Sobre Esperança Garcia, não há consenso sobre os desdobramentos que sua petição alcançou. Sobre Marielle Franco, é certo que a sentença juridicamente selou a pena dos executores do homicídio. Apesar disso, nesses dois casos, não sabemos qual o peso que o recorte racial assumiu. Gênero e raça foram esvaziados, ainda que condicionem relações sociais, de trabalho, acesso à renda e mesmo direitos.
Na linha do tecnicismo, casos paradigmáticos servem como precedentes para situações semelhantes. Se considerarmos a perspectiva do coletivo, essa construção pode gerar benefícios para a sociedade, na medida em que estabelece leituras que podem vir a ser utilizadas como balizas futuras. Temos o aumento da segurança jurídica que, a longo prazo, pode contribuir para um sistema de justiça que mais se aproxime da realidade que regula.
Lívia Sant’Anna e Chiara Ramos defendem uma outra representação imagética da justiça.
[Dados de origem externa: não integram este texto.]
PR #11766, opened 2021-03-26
Auto-reconnect webcam after leaving breakout room

ramonlsouza:
### What does this PR do?

Keeps track of shared video devices when user joins a breakout room, to share it again when the user leaves breakout room.

### DIFF
--- a/bigbluebutton-html5/imports/ui/components/media/container.jsx
+++ b/bigbluebutton-html5/imports/ui/components/media/container.jsx
@@ -135,7 +135,12 @@ export default withLayoutConsumer(withModalMounter(withTracker(() => {
   let deviceIds = Session.get('deviceIds');
 
   if (!userIsInBreakout && userWasInBreakout && deviceIds && deviceIds !== '') {
+    /* used when re-sharing cameras after leaving a breakout room.
+    it is needed in cases where the user has more than one active camera
+    so we only share the second camera after the first
+    has finished loading (can't share more than one at the same time) */
     const canConnect = Session.get('canConnect');
+
     deviceIds = deviceIds.split(',');
 
     if (canConnect) {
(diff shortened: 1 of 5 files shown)


bigbluebutton-html5/imports/ui/components/media/container.jsx
```diff
@@ -127,6 +131,26 @@ export default withLayoutConsumer(withModalMounter(withTracker(() => {
...
   }
 
+  const userIsInBreakout = breakoutService.getBreakoutUserIsIn(Auth.userID);
+  let deviceIds = Session.get('deviceIds');
+
+  if (!userIsInBreakout && userWasInBreakout && deviceIds && deviceIds !== '') {
+    const canConnect = Session.get('canConnect');
+    deviceIds = deviceIds.split(',');
+
+    if (canConnect) {
```
prlanzarin, line 141: Hey. What's the rationale behind tethering joinVideo to this `canConnect` flag (here and in video-list-item's onloadeddata callback)?

daminebenq:
Tested and working without any wrong behaviors, crashes or bugs.

bigbluebutton-html5/imports/ui/components/media/container.jsx
ramonlsouza: It is needed in case the user has more than one active camera (can't share more than one at the same time), so we only share the second camera after the first has finished loading

prlanzarin: Ok. Could you please add a comment there explaining this? For the sake of posterity.

ramonlsouza: Sure! Just added the comments (commit 4a761f9)

PR #11398, opened 2021-02-13
Enable arrow keys immediately after fullscreen

hiroshisuga:
### What does this PR do?

Enabling moving slides by arrow keys immediately after toggling the fullscreen mode, by changing the focus.

### Closes Issue(s)

closes #11397 

### Motivation

Increasing demand on "hybrid lecture", which is to broadcast the lecture that is performed face to face, requires me to do the BBB presentation by fullscreen mode all the time (showing it in the classroom by a projector). For doing so, the current implementation of toggling fullscreen is annoying.

### More

I tested on Chrome and Edge. Other browsers have not been tested yet, but I believe it will work.

PR #11773, opened 2021-03-27
Hand raise button now reflects hand raised state

### LINKED ISSUE #11772: Hand raised button doesn't reflect hand raised state
**Describe the bug**
The newly introduced hand raised button isn't reflecting the current hand raised state which is quite confusing for the user.

**To Reproduce**
1. Open a session
2. hand raised button looks like it's already active (same style like active audio/video/screensharing)
3. That's confusing

**Expected behavior**
Changing active/inactive status following the current hand raised state, styling should be similar to the other buttons in the actions bar

**Actual behavior**
button looks always the same

**BBB version (optional):**
2.3.0-beta1

**Additional context**
I will send a small PR for that

PhMemmel:
### What does this PR do?

This PR improves the UX of the in #11703 newly introduced hand raised button so it reflects the current hand raised state.

### Closes Issue(s)

Closes #11772

### Motivation

Improving the UX of the newly introduced great feature of the hand raise button

### More

I transferred the styling code of the webcam share button to the hand raise button code. Works flawlessly in my dev environment.

Maybe we should still have a look at the focusing state of the button (because it keeps the focus when clicking on it). I didn't touch that because I'm not sure if this would influence the accessibility in a bad way. The other buttons don't have this "problem" because they all open up a new window which requests focus, so the buttons lose the focus as far as I understand it.

### DIFF
--- a/bigbluebutton-html5/imports/ui/components/actions-bar/component.jsx
+++ b/bigbluebutton-html5/imports/ui/components/actions-bar/component.jsx
@@ -93,7 +93,9 @@ class ActionsBar extends PureComponent {
                 }`,
               })}
               accessKey={shortcuts.raisehand}
-              color="primary"
+              color={currentUser.emoji === 'raiseHand' ? 'primary' : 'default'}
+              ghost={currentUser.emoji !== 'raiseHand'}
+              className={cx(currentUser.emoji === 'raiseHand' || styles.btn)}
               hideLabel
               circle
               size="lg"


hiroshisuga:
Nice change! Thanks.
One small problem that I found is that when lower the hand, the white circle of the icon stays thick. I expect it to become thin when mouse pointer goes out from the icon, but it does not. It 
raise
gets thin only when you click somewhere outside of the icon.

hiroshisuga:
It was already mentioned. Sorry that I missed it. I leave my post just for a  visual explanation.

PhMemmel:
Thanks @hiroshisuga for the gif :-)
Let me add another point to clarify: The mentioned behavior is the same for all buttons right now (BTW also in 2.2), for example connect to audio, then leave audio -> you also see white thick border. If this should be changed it should be done for all buttons (and of course in a different PR).

And speaking of accessibility/usability: Making the button lose focus would lead to the minor problem that people can't use Tab+space bar anymore to navigate between and hit the buttons, in this context toggling hand raise by just hitting space bar instead of clicking. Sure, there are shortcuts for everything, but I could imagine that there are people who use the tab+space bar "feature".

hiroshisuga:
#11398 might give us a hint to fix the problem. I will take a look.

basisbit (approved):
Looks good and fixes the problem. The outer circle task is already handled by the pull request #11786. Thus I'd consider this ready to be merged. Thank you for the pr!

PhMemmel:
Sorry to annoy the maintainers, usually not my way, but as this PR already hasn't made it in 2.3-beta-2, any chance it's gonna make it in 2.3-beta-3, as it has already been approved? @antobinary

Anything left for me to do to enable it? It's a pretty small PR, but improves UX heavily, so would really like to see it merged ASAP. Thx in advance!

antobinary:
Thank you for this PR!

Issue #11035, opened 2020-12-18
bbb-conf: Wrong URL for firewall warning


paulmenzel:
With BigBlueButton 2.2.31, `sudo bbb-conf --restart` results in the warnings below.

```
# Potential problems described below

# Warning: Detected FreeSWITCH is using default stun.freeswitch.org server.  See
#
#     http://docs.bigbluebutton.org/2.2/troubleshooting.html#freeswitch-using-default-stun-server
#


# Warning: No firewall detected.  Recommend using setting up a firewall for your server
#
#     http://docs.bigbluebutton.org/2.2/troubleshooting.html#freeswitch-using-default-stun-server
#
```

The URL for the firewall setup seems incorrect.

basisbit:
could you please create a PR for this? the file can be found here: https://github.com/bigbluebutton/bigbluebutton/blob/3424c5b7c9ea4d7d432254f3f4c1c818b47ef503/bigbluebutton-config/bin/bbb-conf#L805

bilias:
bear in mind that looking only for ufw is not full proof.
I run iptables without ufw... with iptables-persistent

ali-shhabat:
how did you solve it? cuz im facing same problem

paulmenzel:
@ali-shhabat, this issue is about the wrong URL in the warning, and not about the problem per-se. Please read the [Set up a firewall](https://docs.bigbluebutton.org/2.2/customize.html#setup-a-firewall).

PR #11777, opened 2021-03-28
Fix URL in bbb-conf warning

paulmenzel:
Resolves: https://github.com/bigbluebutton/bigbluebutton/issues/11035


ffdixon:
Thanks!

Ao invés da deusa Thêmis, mulher branca, figura imparcial, de olhos vendados, segurando espada e a balança, entendem que a imagem que melhor traduz a justiça é a de uma mulher negra, de cabelos crespos, olhar altivo e olhos bem abertos, com a espada em riste, para assegurar o enfrentamento de todas formas de opressão e com a balança, que garante o equilíbrio nessa trajetória.
Para corrigirmos desigualdades, é certo que precisamos reconhecê-las como tal. A técnica jurídica resolve uma parte do problema. Por isso é incontornável que o Judiciário esteja atento à racialização das demandas e que as normas que lhe dão sustentação estejam em harmonia com essa perspectiva.